Als sie sich kennenlernten, war Dixon, die ihren Master of Business Administration am Wharton College gemacht hatte, Vizepräsidentin für Marketing in einer kleinen Firma gewesen, die kurz zuvor von Aarons Unternehmen übernommen worden war. Gage hatte gerade eine schmerzhafte und schmutzige Scheidung hinter sich und war daher nicht an einer neuen Beziehung interessiert. Dixon jedoch war ledig, attraktiv und brillant, und die Chemie zwischen ihnen stimmte von Anfang an perfekt.
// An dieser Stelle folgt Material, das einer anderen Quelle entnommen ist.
PR #17373, opened 2023-07-14
Retain newsletter subscriptions on suppression

mike182uk:
refs https://github.com/TryGhost/Product/issues/2610


ghost/core/core/server/data/migrations/versions/5.56/2023-07-15-10-11-12-update-members-email-disabled-field.js
```diff
@@ -0,0 +1,22 @@
...
+    async function up(knex) {
+        logging.info('Setting email_disabled to true for all members that have their email on the suppression list');
+
+        await knex('members')
+            .join('suppressions', 'members.email', 'suppressions.email')
+            .update({
+                email_disabled: true
+            });
+    },
+    async function down(knex) {
```
55sketch, line 14: is there something that would prevent a race condition here where a member on suppressions list gets set to `true` and then the general one runs and it gets set to `false`? 

I don't know the actual migration process but "up" suggests that runs first, and then "down" runs at the end, but that seems to me it would undo what was done in up?

55sketch: Ah nice, thanks for clarifying 👍

daniellockyer:
Apart from the migration versions, PR should be ok from a perf POV

daniellockyer (approved):

ghost/core/core/server/data/migrations/versions/5.56/2023-07-15-10-11-12-update-members-email-disabled-field.js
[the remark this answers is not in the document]
mike182uk: I move them back to `5.56` now `5.55` is out?

ghost/core/core/server/data/migrations/versions/5.55/2023-07-14-10-11-12-add-email-disabled-field-to-members.js
daniellockyer, line 1: @mike182uk Sorry, you'll have to move them to 5.56 again now 😅

mike182uk: 👍 https://github.com/TryGhost/Ghost/pull/17373/commits/e0f03e59d412db95f5352b0ad0eb47aee3161ba2

daniellockyer (approved):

Sie fanden ihren Spaß miteinander und aneinander, nicht nur in der Vorstandsetage, sondern auch im Schlafzimmer. Vom ersten Tag an entwickelte sich zwischen ihnen eine unglaublich starke Partnerschaft, die sich für beide als ausgesprochen nützlich erwies.
»Schlau von dir, nicht in die Politik zu gehen«, sagte Dixon nach einem weiteren Schluck.
»Alles ist Politik«, erwiderte Gage und drückte beide Daumen in ihr Fußgewölbe. »Und bei allem geht es um Finanzen. Ich werde nur besser bezahlt. Willst du über etwas Bestimmtes sprechen?« Er griff nach seinem Glas.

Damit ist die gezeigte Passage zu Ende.